There are several learning settings which fail either the interaction or the learning test.

  1. Supervised Learning doesn’t fit. The basic paradigm in supervised learning is that you ask experts to label examples, and then you learn a predictor based upon the predictions of these experts. This approach has essentially no interaction.
  2. Semisupervised Learning doesn’t fit. Semisupervised learning is almost the same as supervised learning, except that you also throw in many unlabeled examples.
  3. Bandit algorithms don’t fit. They have the interaction, but not much learning happens because the sample complexity results only allow you to choose from amongst a small set of strategies. (One exception is EXP4 (page 66), which can operate in the contextual bandit setting.)
  4. MDP learning doesn’t fit. The interaction is there, but the set of policies learned over is still too limited—essentially the policies just memorize what to do in each state.
  5. Reinforcement learning may or may not fit, depending on whether you think of it as MDP learning or in a much broader sense.
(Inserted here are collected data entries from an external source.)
PR #1815, opened 2020-08-21
Interpolation onto a Vertex Only Mesh (old)

ReubenHill:
Draft for changes needed to interpolate onto a Vertex Only Mesh from a suitable parent mesh (to resolve #1795).

Based on top of branch `dual_base_fiat` - see draft PR #1743. Base should change to master when that PR is complete (or if this diverges and stops being dependent on #1743).

Linked PRs: https://github.com/firedrakeproject/tsfc/pull/226 & https://github.com/FInAT/FInAT/pull/66

To-do:

- [ ] Merge PRs this sits on top of (FInAT dual evalutation)
- [ ] Test parallel
- [ ] Test mixed spaces
- [ ] Fix assembly across different meshes for this case (for `E` on a `VertexOnlyMesh` and `R` on its parent mesh, `J = firedrake.assemble(E + R)` does not work but `J = firedrake.assemble(E) + firedrake.assemble(R)` does)
- [ ] Fix `firedrake_adjoint.minimize` here for Newton-CG (need hessian for Interpolation matrix I think) - see #1942

PR #2059, opened 2021-05-07
Interpolation onto a Vertex Only Mesh

### LINKED ISSUE #1795: Interpolate onto VertexOnlyMesh
To begin making VertexOnlyMeshes introduced in #1638 useful we need to be able to interpolate onto them from their parent mesh. This may eventually replace `function.at` for functions on the parent mesh, allow a new trans-mesh-trans-function-space interpolation form (currently codenamed the "delta" form) to be added to UFL, and more.

### LINKED ISSUE #1796: Remove initialisation callback from VertexOnlyMeshTopology
A `VertexOnlyMeshTopology` has a two stage initialisation routine inherited from `MeshTopology`. This has been removed from the `VertexOnlyMesh` creation function but not `VertexOnlyMeshTopology`

> I think this callback dance is actually unnecessary. The reason for the callback stuff in `Mesh` is to do with not wanting to grow the overlap before multigrid refinement, but here we have none of this. So I think that you can just inline all of this stuff into the initialisation routine.

_Originally posted by @wence- in https://github.com/firedrakeproject/firedrake/pull/1638#discussion_r452918156_

ReubenHill:
Adds changes needed to allow interpolation from an arbitrary function function space onto a P0DG function space on a Firedrake `VertexOnlyMesh`

This replaces #1815 and sits on top of master, avoiding dependency on #1743 (dual evaluation with FInAT which needs lots of work).

The features added here will eventually be absorbed into #1743 when that is complete.

Linked PRs
 - https://github.com/firedrakeproject/tsfc/pull/247
 - https://github.com/FInAT/FInAT/pull/81

Generated Issues:
 -  #2069 
 - #2095 

Fixes #1795 

Status:

 * Parent mesh cell number:
   * Added functionality to find and store the parent mesh cell for each vertex cell of the Vertex Only Mesh (saved in swarm field `"parentcellnum"`)
   * Added `VertexOnlyMeshTopology.cell_parent_cell_list` and `VertexOnlyMeshTopology.cell_parent_cell_map` properties containing the parent cell number information
 * Vertex reference coordinate location in parent mesh cells:
   * Added functionality to find and store the reference cell locations of each Vertex Only Mesh vertex cell in their parent mesh cells (saved in swarm field `"refcoord"`)
   * Saved these values in cell order in a `mesh.reference_coordinates` function in a P0DG vector function space on the Vertex Only Mesh.
 * Resolved #1796 by removing unnecessary callbacks in Vertex Only Mesh creation
 * Create interpolation kernel from the parent mesh onto the Vertex Only Mesh by
   1. Modifying the FInAT `QuadratureElement` to allow a custom rule with runtime tabulated point to use as the `to_element` for going from the parent mesh function space to P0DG on the `VertexOnlyMesh` (see https://github.com/FInAT/FInAT/pull/81). 
   2. Create a suitable custom FInAT `QuadratureElement` for a runtime point tabulated point (expression `gem.Variable('X', (tdim,))`) with weight 1 to represent the runtime tabulated point, on the expression's mesh reference cell, onto which we interpolate in interpolation code in `firedrake/interpolate.py`.
   3. Switch the interpolation domain and domain coordinates coords to interpolated expression's mesh and mesh coordinates for feeding into `compile_expression_dual_evaluation`
   4. Modify TSFC's `compile_expression_dual_evaluation` so that the dual evaluation of this element will create create a kernel for interpolating from the parent mesh reference cell at an unknown point onto the vertex only mesh (see https://github.com/firedrakeproject/tsfc/pull/247). This has a coefficient defined in P0DG on the `VertexOnlyMesh` as the input argument for "unknown point" - the point location is defined on the reference cell of the parent mesh.
 * Create outer loop to run interpolation kernel over
   * Use the P0DG `FunctionSpace` on the `VertexOnlyMesh`'s `cell_set` as the `iterset` for iterating over.
   * Create a double indirection PyOP2 `Map` to get from `VertexOnlyMesh` cells to their parent cell function space nodes as defined on the parent mesh reference cell - a so-called `cell_parent_cell_fs_node_map`
      * The `Map` is made with a `composed_map` function using the `cell_node_map` of the expression we are interpolating and the `cell_parent_cell_map` of the Vertex Only Mesh: `composed_map(mesh.cell_parent_cell_map, cell_node_map)`
   * Use the double indirection map to register the "unknown point" coefficient as a par loop argument and appropriate space of `op2.Sparsity` when making an `Interpolator`

To do:
 - [x] Fix failing test if it's my fault
 - [x] Test mixed spaces
 - [x] Consider (again?) if a the FInAT `QuadratureElement` is really a suitable basis for doing this instead of some dedicated runtime tabulation FInAT element
 - [x] stash the composed map on cell_parent_cell_map using caching
 - [x] Work out what I was doing in the `get_composed_map` if statement in `interpolate.py` and maybe replace with actually getting the `composed_map`? It looks like a create it again
    - [x] ~move some of the composed map creation into cython? See code~ Not worth it for a reshape
 - [x] Check through above description carefully to make sure it's accurate
    - [x] In particular, explain what goes on with the use of `cell_parent_cell_fs_node_map` in the creation of an `op2.Sparsity` when you make an `Interpolator` object.
 - [x] Squash
 - [x] Check and make issue about broken real interpolation onto Quadrature elements - done see #2093
 - [x] Make issue about not being able to make an interpolator for Real onto V.O.M.s - done see #2095

### DIFF
--- a/firedrake/cython/dmcommon.pyx
+++ b/firedrake/cython/dmcommon.pyx
@@ -2637,33 +2637,39 @@ def remove_ghosts_pic(PETSc.DM swarm, PETSc.DM plex):
 
 @cython.boundscheck(False)
 @cython.wraparound(False)
-def label_pic_parent_cell_nums(PETSc.DM swarm, parentmesh):
+def label_pic_parent_cell_info(PETSc.DM swarm, parentmesh):
     """
     For each PIC in the input swarm, label its `parentcellnum` field with
-    the relevant cell number from the `parentmesh` in which is it emersed.
-    The cell numbering is that given by the `parentmesh.locate_cell`
-    method.
+    the relevant cell number from the `parentmesh` in which is it emersed
+    and the `refcoord` field with the relevant cell reference coordinate.
+    This information is given by the
+    `parentmesh.locate_cell_and_reference_coordinate` method.
+
+    For a swarm with N PICs emersed in `parentmesh`
+    the `parentcellnum` field is N long and
+    the `refcoord` field is N*parentmesh.topological_dimension() long.
 
     :arg swarm: The DMSWARM which contains the PICs immersed in
         `parentmesh`
     :arg parentmesh: The mesh within with the `swarm` PICs are immersed.
 
     ..note:: All PICs must be within the parentmesh or this will try to
-             assign `None` (returned by `parentmesh.locate_cell`) to a
-             `PetscReal`.
+             assign `None` (returned by
+             `parentmesh.locate_cell_and_reference_coordinate`) to the
+             `parentcellnum` or `refcoord` fields.
+
+
     """
     cdef:
-        PetscInt num_vertices, i, dim, parent_cell_num
+        PetscInt num_vertices, i, gdim, tdim
+        PetscInt parent_cell_num
         np.ndarray[PetscReal, ndim=2, mode="c"] swarm_coords
         np.ndarray[PetscInt, ndim=1, mode="c"] parent_cell_nums
+        np.ndarray[PetscReal, ndim=2, mode="c"] reference_coords
+        np.ndarray[PetscReal, ndim=1, mode="c"] reference_coord
 
-    if type(swarm) is not PETSc.DMSwarm:
-        raise ValueError("swarm must be a DMSwarm")
-
-    if parentmesh.topology_dm.handle != swarm.getCellDM().handle:
-        raise ValueError("parentmesh.topology_dm is not the swarm's CellDM")
-
-    dim = parentmesh.geometric_dimension()
+    gdim = parentmesh.geometric_dimension()
+    tdim = parentmesh.topological_dimension()
 
     num_vertices = swarm.getLocalSize()
 
@@ -2673,21 +2679,33 @@ def label_pic_parent_cell_nums(PETSc.DM swarm, parentmesh):
     max_num_vertices = comm.allreduce(num_vertices, op=MPI.MAX)
 
     # Create an out of mesh point to use in locate_cell when needed
-    out_of_mesh_point = np.full((1, dim), np.inf)
+    out_of_mesh_point = np.full((1, gdim), np.inf)
 
     # get fields - NOTE this isn't copied so make sure
     # swarm.restoreField is called for each field too!
-    swarm_coords = swarm.getField("DMSwarmPIC_coor").reshape((num_vertices, dim))
+    swarm_coords = swarm.getField("DMSwarmPIC_coor").reshape((num_vertices, gdim))
     parent_cell_nums = swarm.getField("parentcellnum")
+    reference_coords = swarm.getField("refcoord").reshape((num_vertices, tdim))
 
     # find parent cell numbers
+    # TODO We should be able to do this for all the points in in one call to
+    # the parent mesh's _c_locator.
+    # SUGGESTED API 1:
+    #   parent_cell_nums, reference_coords = parentmesh.locate_cell_and_reference_coordinates(swarm_coords)
+    # with second call for collectivity.
+    # SUGGESTED API 2:
+    #   parent_cell_nums, reference_coords = parentmesh.locate_cell_and_reference_coordinates(swarm_coords, local_num_vertices)
+    # with behaviour changing inside locate_cell_and_reference_coordinates to
+    # ensure collectivity.
     for i in range(max_num_vertices):
         if i < num_vertices:
-            parent_cell_num = parentmesh.locate_cell(swarm_coords[i])
+            parent_cell_num, reference_coord = parentmesh.locate_cell_and_reference_coordinate(swarm_coords[i])
             parent_cell_nums[i] = parent_cell_num
+            reference_coords[i] = reference_coord
         else:
             parentmesh.locate_cell(out_of_mesh_point)  # should return None
 
     # have to restore fields once accessed to allow access again
+    swarm.restoreField("refcoord")
     swarm.restoreField("parentcellnum")
     swarm.restoreField("DMSwarmPIC_coor")
--- a/firedrake/cython/dmcommon.pyx
+++ b/firedrake/cython/dmcommon.pyx
@@ -2709,3 +2709,46 @@ def label_pic_parent_cell_info(PETSc.DM swarm, parentmesh):
     swarm.restoreField("refcoord")
     swarm.restoreField("parentcellnum")
     swarm.restoreField("DMSwarmPIC_coor")
+
+
+@cython.boundscheck(False)
+@cython.wraparound(False)
+def fill_reference_coordinates_function(reference_coordinates_f):
+    """
+    Fill the PyOP2 dat of an input vector valued function on a
+    VertexOnlyMesh `reference_coordinates_f` with the reference
+    coordinates of each vertex in their relevant reference cells.
+
+    :arg reference_coordinates_f: A vector valued function on a
+        VertexOnlyMesh (with vector dimension the topological dimension
+        of the parent mesh) which will have its dat modified.
+
+    :returns: The updated `reference_coordinates_f`.
+    """
+    cdef:
+        PetscInt num_vertices, i, gdim, parent_tdim
+        PETSc.DM swarm
+        np.ndarray[PetscReal, ndim=2, mode="c"] reference_coords
+
+    from firedrake.mesh import VertexOnlyMeshTopology
+    assert isinstance(reference_coordinates_f.function_space().mesh().topology, VertexOnlyMeshTopology)
+
+    gdim = reference_coordinates_f.function_space().mesh()._parent_mesh.geometric_dimension()
+    parent_tdim = reference_coordinates_f.function_space().mesh()._parent_mesh.topological_dimension()
+
+    swarm = reference_coordinates_f.function_space().mesh().topology_dm
+
+    num_vertices = swarm.getLocalSize()
+
+    assert reference_coordinates_f.dat.shape == (num_vertices, parent_tdim)
+
+    # get reference coord field - NOTE isn't copied so could have GC issues!
+    reference_coords = swarm.getField("refcoord").reshape((num_vertices, parent_tdim))
+
+    # store reference coord field in Function Dat.
+    reference_coordinates_f.dat.data[:] = reference_coords[:]
+
+    # have to restore fields once accessed to allow access again
+    swarm.restoreField("refcoord")
+
+    return reference_coordinates_f
--- a/firedrake/interpolation.py
+++ b/firedrake/interpolation.py
@@ -170,19 +170,20 @@ def make_interpolator(expr, V, subset, access):
         if isinstance(V, firedrake.Function):
             raise ValueError("Cannot interpolate an expression with an argument into a Function")
         argfs = arguments[0].function_space()
+        target_mesh = V.ufl_domain()
+        source_mesh = argfs.mesh()
         argfs_map = argfs.cell_node_map()
-        trans_mesh = (
-            argfs_map is not None
-            and argfs_map.iterset != V.cell_node_map().iterset
-        )
-        if trans_mesh:
-            if V.ufl_domain().geometric_dimension() != argfs.mesh().geometric_dimension():
-                raise ValueError("Cannot interpolate onto a mesh of a different geometric dimension")
-            if isinstance(V.ufl_domain().topology, firedrake.mesh.VertexOnlyMeshTopology):
-                # Compose a vertex-cell to parent-cell-function-space-node map
-                argfs_map = compose_map_and_cache(V.ufl_domain().cell_parent_cell_map, argfs_map)
-            else:
+        if target_mesh is not source_mesh:
+            if not isinstance(target_mesh.topology, firedrake.mesh.VertexOnlyMeshTopology):
                 raise NotImplementedError("Can only interpolate onto a Vertex Only Mesh")
+            if target_mesh.geometric_dimension() != source_mesh.geometric_dimension():
+                raise ValueError("Cannot interpolate onto a mesh of a different geometric dimension")
+            if not hasattr(target_mesh, "_parent_mesh") or target_mesh._parent_mesh is not source_mesh:
+                raise ValueError("Can only interpolate across meshes where the source mesh is the parent of the target")
+            # Since the par_loop is over the target mesh cells we need to
+            # compose a map that takes us from target mesh cells to the
+            # function space nodes on the source mesh.
+            argfs_map = compose_map_and_cache(target_mesh.cell_parent_cell_map, argfs_map)
         sparsity = op2.Sparsity((V.dof_dset, argfs.dof_dset),
                                 ((V.cell_node_map(), argfs_map),),
                                 name="%s_%s_sparsity" % (V.name, argfs.name),
@@ -242,27 +243,20 @@ def _interpolator(V, tensor, expr, subset, arguments, access):
         raise RuntimeError('Shape mismatch: Expression shape %r, FunctionSpace shape %r'
                            % (expr.ufl_shape, V.ufl_element().value_shape()))
 
+    # NOTE: The par_loop is always over the target mesh cells.
     target_mesh = V.ufl_domain()
-    try:
-        trans_mesh = (
-            expr.ufl_domain() is not None  # Constant expr
-            and expr.ufl_domain() != V.mesh()  # Coming from a different domain
-        )
-    except AttributeError:
-        # Have python Expression
-        trans_mesh = False
+    if isinstance(expr, firedrake.Expression):
+        source_mesh = target_mesh
+    else:
+        source_mesh = expr.ufl_domain() or target_mesh
 
-    if trans_mesh:
-        if target_mesh.geometric_dimension() != expr.ufl_domain().geometric_dimension():
-            raise ValueError("Cannot interpolate onto a mesh of a different geometric dimension")
-        # In the trans-mesh case we loop over the target mesh cells so we need
-        # to compose a map that takes us from their cells to the source mesh
-        # cells, and (where necessary) to the function space nodes on the
-        # source mesh.
-        if isinstance(target_mesh.topology, firedrake.mesh.VertexOnlyMeshTopology):
-            target_mesh_source_mesh_map = target_mesh.cell_parent_cell_map
-        else:
+    if target_mesh is not source_mesh:
+        if not isinstance(target_mesh.topology, firedrake.mesh.VertexOnlyMeshTopology):
             raise NotImplementedError("Can only interpolate onto a Vertex Only Mesh")
+        if target_mesh.geometric_dimension() != source_mesh.geometric_dimension():
+            raise ValueError("Cannot interpolate onto a mesh of a different geometric dimension")
+        if not hasattr(target_mesh, "_parent_mesh") or target_mesh._parent_mesh is not source_mesh:
+            raise ValueError("Can only interpolate across meshes where the source mesh is the parent of the target")
         # For trans-mesh interpolation we use a FInAT QuadratureElement as the
         # (base) target element with runtime point set expressions as their
         # quadrature rule point set and weights from their dual basis.
@@ -277,13 +271,6 @@ def _interpolator(V, tensor, expr, subset, arguments, access):
         # equivalent(s) (i.e. finat.point_set.UnknownPointSet(s))
         rt_var_name = 'rt_X'
         to_element = rebuild(to_element, expr, rt_var_name)
-        # The source mesh is on the expression not the FunctionSpace/Function
-        # we are interpolating into/onto
-        source_mesh = expr.ufl_domain()
-    else:
-        # The source mesh is that of the FunctionSpace/Function we are
-        # interpolating into/onto
-        source_mesh = target_mesh
 
     parameters = {}
     parameters['scalar_type'] = utils.ScalarType
@@ -322,7 +309,7 @@ def _interpolator(V, tensor, expr, subset, arguments, access):
         # Replace with real source mesh coordinates
         coefficients[0] = source_mesh.coordinates
 
-    if trans_mesh:
+    if target_mesh is not source_mesh:
         # NOTE: TSFC will sometimes drop run-time arguments in generated
         # kernels if they are deemed not-necessary.
         # FIXME: Checking for argument name in the inner kernel to decide
@@ -340,7 +327,7 @@ def _interpolator(V, tensor, expr, subset, arguments, access):
             # source mesh's reference cell as an extra argument for the inner
             # loop. (With a vertex only mesh this is a single point for each
             # vertex cell.)
-            coefficients = coefficients + [target_mesh.reference_coordinates]
+            coefficients.append(target_mesh.reference_coordinates)
 
     if tensor in set((c.dat for c in coefficients)):
         output = tensor
@@ -361,9 +348,11 @@ def _interpolator(V, tensor, expr, subset, arguments, access):
         assert access == op2.WRITE  # Other access descriptors not done for Matrices.
         rows_map = V.cell_node_map()
         columns_map = arguments[0].function_space().cell_node_map()
-        if trans_mesh:
-            # We have to map to the source mesh cells before mapping to nodes
-            columns_map = compose_map_and_cache(target_mesh_source_mesh_map,
+        if target_mesh is not source_mesh:
+            # Since the par_loop is over the target mesh cells we need to
+            # compose a map that takes us from target mesh cells to the
+            # function space nodes on the source mesh.
+            columns_map = compose_map_and_cache(target_mesh.cell_parent_cell_map,
                                                 columns_map)
         parloop_args.append(tensor(op2.WRITE, (rows_map, columns_map)))
     if oriented:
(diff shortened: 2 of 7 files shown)


firedrake/cython/dmcommon.pyx
```diff
@@ -2631,21 +2637,67 @@ def label_pic_parent_cell_nums(PETSc.DM swarm, parentmesh):
...
-    swarm_coords = swarm.getField("DMSwarmPIC_coor").reshape((num_vertices, dim))
+    swarm_coords = swarm.getField("DMSwarmPIC_coor").reshape((num_vertices, gdim))
     parent_cell_nums = swarm.getField("parentcellnum")
+    reference_coords = swarm.getField("refcoord").reshape((num_vertices, tdim))
 
     # find parent cell numbers
     for i in range(max_num_vertices):
         if i < num_vertices:
-            parent_cell_num = parentmesh.locate_cell(swarm_coords[i])
+            parent_cell_num, reference_coord = parentmesh.locate_cell_and_reference_coordinate(swarm_coords[i])
```
ReubenHill, line 2651: We should be able to do this for all the points in in one call to the parent mesh's `_c_locator`. Probably not one to fix in this PR

firedrake/interpolation.py
```diff
@@ -263,6 +314,19 @@ def _interpolator(V, tensor, expr, subset, arguments, access):
         # Replace with real coords coefficient
         coefficients[0] = coords
 
+    if runtime_vertex_only_mesh_interp:
+        # NOTE: Shouldn't this happen in compile_expression_dual_evaluation?
+        coefficients = coefficients + [mesh.reference_coordinates]
+        # TODO: stash the composed map on cell_parent_cell_map using caching
```
ReubenHill, line 320: done! remove me

firedrake/cython/dmcommon.pyx
ReubenHill: Created new issue #2069 and added comment

firedrake/interpolation.py
```diff
@@ -263,6 +314,18 @@ def _interpolator(V, tensor, expr, subset, arguments, access):
         # Replace with real coords coefficient
         coefficients[0] = coords
 
+    if runtime_vertex_only_mesh_interp:
+        # NOTE: Shouldn't this happen in compile_expression_dual_evaluation?
```
ReubenHill, line 318: Change this to comment what I'm actually doing rather than begging a question

firedrake/interpolation.py
```diff
@@ -229,15 +233,62 @@ def _interpolator(V, tensor, expr, subset, arguments, access):
...
+            from finat.tensorfiniteelement import TensorFiniteElement
+            assert isinstance(to_element, TensorFiniteElement)
+            assert isinstance(to_element.base_element, DiscontinuousLagrange)
+            assert to_element.base_element.value_shape == ()
+            scalar_element = QuadratureElement(fiat_cell, QuadratureRule(UnknownPointSingleton(point), weights=[1.]))
+            to_element = TensorFiniteElement(scalar_element, to_element.value_shape, to_element._transpose)
+        trans_mesh_allowed = True
+        # switch domain coords to expression's mesh and mesh coordinates
+        dual_eval_domain = expr.ufl_domain()
+        coords = expr.ufl_domain().coordinates
```
ReubenHill, line 282: Strip out into separate function

firedrake/interpolation.py
```diff
@@ -229,15 +233,63 @@ def _interpolator(V, tensor, expr, subset, arguments, access):
...
+        from finat.fiat_elements import DiscontinuousLagrange
+        if to_element.value_shape == ():
+            assert isinstance(to_element, DiscontinuousLagrange)
+            to_element = QuadratureElement(fiat_cell, QuadratureRule(UnknownPointSingleton(point), weights=[1.]))
+        else:
+            from finat.tensorfiniteelement import TensorFiniteElement
+            assert isinstance(to_element, TensorFiniteElement)
+            assert isinstance(to_element.base_element, DiscontinuousLagrange)
+            assert to_element.base_element.value_shape == ()
+            scalar_element = QuadratureElement(fiat_cell, QuadratureRule(UnknownPointSingleton(point), weights=[1.]))
```
ReubenHill, line 278: don't make this twice

firedrake/interpolation.py
ReubenHill: Also presumably `compile_expression_dual_evaluation` ought to be able to indicate whether it expects runtime arguments

wence-: We should do that while redefining the surface interface so that we can cache kernels from `compile_expression...`.

ReubenHill: What do you mean by "the surface interface"?

wence-: Just the API offered by the return value from `c_e_d_e`.

firedrake/interpolation.py
```diff
@@ -280,22 +327,39 @@ def _interpolator(V, tensor, expr, subset, arguments, access):
...
+                isinstance(target_mesh.topology,
+                           firedrake.mesh.VertexOnlyMeshTopology)
+                and not isinstance(
+                    coefficient.function_space().mesh().topology,
+                    firedrake.mesh.VertexOnlyMeshTopology)
+            )
+        )
+        if get_composed_map:
+            m_ = compose_map_and_cache(target_mesh.cell_parent_cell_map, coefficient.cell_node_map())
+            parloop_args.append(coefficient.dat(op2.READ, m_))
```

All of these not-quite-interactive-learning topics are of course very useful background information for interactive machine learning.

Why now? Because it’s time, of course.

  1. We know from other fields and various examples that interaction is very powerful.
    1. From online learning against an adversary, we know that independence of samples is unnecessary in an interactive setting—in fact you can even function against an adversary.
    2. From active learning, we know that interaction sometimes allows us to use exponentially fewer labeled samples than in supervised learning.
    3. From context bandits, we gain the ability to learn in settings where traditional supervised learning just doesn’t apply.
    4. From complexity theory we have “IP=PSPACE” roughly: interactive proofs are as powerful as polynomial space algorithms, which is a strong statement about the power of interaction.
  2. We know that this analysis is often tractable. For example, since Sanjoy‘s post on Active Learning, much progress has been made. Several other variations of interactive settings have been proposed and analyzed. The older online learning against an adversary work is essentially completely worked out for the simpler cases (except for computational issues).
  3. Real world problems are driving it. One of my favorite problems at the moment is the ad display problem—How do you learn which ad is most likely to be of interest? The contextual bandit problem is a big piece of this problem.
  4. It’s more fun. Interactive learning is essentially a wide-open area of research. There are plenty of kinds of natural interaction which haven’t been formalized or analyzed. This is great for beginnners, because it means the problems are simple, and their solution does not require huge prerequisites.
  5. It’s a step closer to AI. Many people doing machine learning want to reach AI, and it seems clear that any AI must engage in interactive learning. Mastering this problem is a next step.

Basic Questions

  1. For natural interaction form [insert yours here], how do you learn? Some of the techniques for other methods of interactive learning may be helpful.
  2. How do we blend interactive and noninteractive learning? In many applications, there is already a pool of supervised examples around.
  3. Are there general methods for reducing interactive learning problems to supervised learning problems (which we know better)?